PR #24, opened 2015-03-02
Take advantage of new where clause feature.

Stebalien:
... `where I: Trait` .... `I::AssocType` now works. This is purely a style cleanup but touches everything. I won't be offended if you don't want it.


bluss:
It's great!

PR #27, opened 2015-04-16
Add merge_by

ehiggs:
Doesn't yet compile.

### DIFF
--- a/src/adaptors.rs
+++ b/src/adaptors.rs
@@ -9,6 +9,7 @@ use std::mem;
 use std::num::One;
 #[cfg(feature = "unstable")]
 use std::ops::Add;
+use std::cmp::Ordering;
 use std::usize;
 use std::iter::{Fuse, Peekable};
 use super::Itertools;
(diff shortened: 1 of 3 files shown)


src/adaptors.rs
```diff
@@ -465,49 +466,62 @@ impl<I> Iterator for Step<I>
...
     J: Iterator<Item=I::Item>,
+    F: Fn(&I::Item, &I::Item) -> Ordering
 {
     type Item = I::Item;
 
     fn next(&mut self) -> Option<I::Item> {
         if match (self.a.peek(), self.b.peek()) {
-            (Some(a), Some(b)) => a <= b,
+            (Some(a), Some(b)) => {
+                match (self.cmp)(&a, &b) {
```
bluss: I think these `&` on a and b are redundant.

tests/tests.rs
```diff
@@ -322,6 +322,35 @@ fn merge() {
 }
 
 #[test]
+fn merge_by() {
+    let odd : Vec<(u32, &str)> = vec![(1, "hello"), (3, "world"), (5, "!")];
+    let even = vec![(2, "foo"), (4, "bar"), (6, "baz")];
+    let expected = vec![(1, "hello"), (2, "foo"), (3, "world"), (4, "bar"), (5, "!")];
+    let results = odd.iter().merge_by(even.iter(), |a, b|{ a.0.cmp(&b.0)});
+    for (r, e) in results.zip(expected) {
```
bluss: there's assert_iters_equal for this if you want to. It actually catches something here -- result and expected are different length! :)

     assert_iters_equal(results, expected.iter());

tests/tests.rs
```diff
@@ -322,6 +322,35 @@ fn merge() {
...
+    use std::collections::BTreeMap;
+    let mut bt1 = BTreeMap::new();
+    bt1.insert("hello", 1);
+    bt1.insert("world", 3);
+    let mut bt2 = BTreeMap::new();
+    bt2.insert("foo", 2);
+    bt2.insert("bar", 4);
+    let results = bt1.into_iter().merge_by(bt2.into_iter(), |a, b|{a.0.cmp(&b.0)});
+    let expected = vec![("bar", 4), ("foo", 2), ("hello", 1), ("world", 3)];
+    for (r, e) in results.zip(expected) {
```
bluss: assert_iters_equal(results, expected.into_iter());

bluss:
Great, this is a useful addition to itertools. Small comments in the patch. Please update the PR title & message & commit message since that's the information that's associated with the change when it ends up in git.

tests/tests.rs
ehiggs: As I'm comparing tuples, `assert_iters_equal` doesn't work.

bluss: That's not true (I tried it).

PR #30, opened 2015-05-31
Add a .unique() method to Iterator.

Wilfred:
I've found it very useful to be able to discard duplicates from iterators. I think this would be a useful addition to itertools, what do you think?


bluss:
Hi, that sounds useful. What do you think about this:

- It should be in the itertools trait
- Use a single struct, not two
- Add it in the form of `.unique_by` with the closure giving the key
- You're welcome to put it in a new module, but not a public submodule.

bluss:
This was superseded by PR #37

****************

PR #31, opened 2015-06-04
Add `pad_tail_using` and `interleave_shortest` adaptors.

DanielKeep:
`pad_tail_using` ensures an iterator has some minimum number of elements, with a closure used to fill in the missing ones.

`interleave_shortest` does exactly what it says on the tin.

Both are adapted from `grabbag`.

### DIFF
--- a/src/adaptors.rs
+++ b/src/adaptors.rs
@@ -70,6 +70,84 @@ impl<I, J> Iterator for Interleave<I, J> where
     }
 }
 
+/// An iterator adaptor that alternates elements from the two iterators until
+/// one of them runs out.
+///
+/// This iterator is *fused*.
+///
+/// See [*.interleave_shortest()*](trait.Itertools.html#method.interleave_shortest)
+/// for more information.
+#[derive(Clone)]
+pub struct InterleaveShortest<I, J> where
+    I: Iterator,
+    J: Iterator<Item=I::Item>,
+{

****************

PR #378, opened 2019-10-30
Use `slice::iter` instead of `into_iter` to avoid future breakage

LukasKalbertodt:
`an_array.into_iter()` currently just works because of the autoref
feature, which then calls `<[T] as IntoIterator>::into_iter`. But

****************

In the listing above, locate the line containing "bluss: assert_iters_equal(results, expected.into_iter());" and the line containing "This was superseded by PR #37", then transcribe both and every line between them verbatim.

[Task result]:
bluss: assert_iters_equal(results, expected.into_iter());

bluss:
Great, this is a useful addition to itertools. Small comments in the patch. Please update the PR title & message & commit message since that's the information that's associated with the change when it ends up in git.

tests/tests.rs
ehiggs: As I'm comparing tuples, `assert_iters_equal` doesn't work.

bluss: That's not true (I tried it).

PR #30, opened 2015-05-31
Add a .unique() method to Iterator.

Wilfred:
I've found it very useful to be able to discard duplicates from iterators. I think this would be a useful addition to itertools, what do you think?


bluss:
Hi, that sounds useful. What do you think about this:

- It should be in the itertools trait
- Use a single struct, not two
- Add it in the form of `.unique_by` with the closure giving the key
- You're welcome to put it in a new module, but not a public submodule.

bluss:
This was superseded by PR #37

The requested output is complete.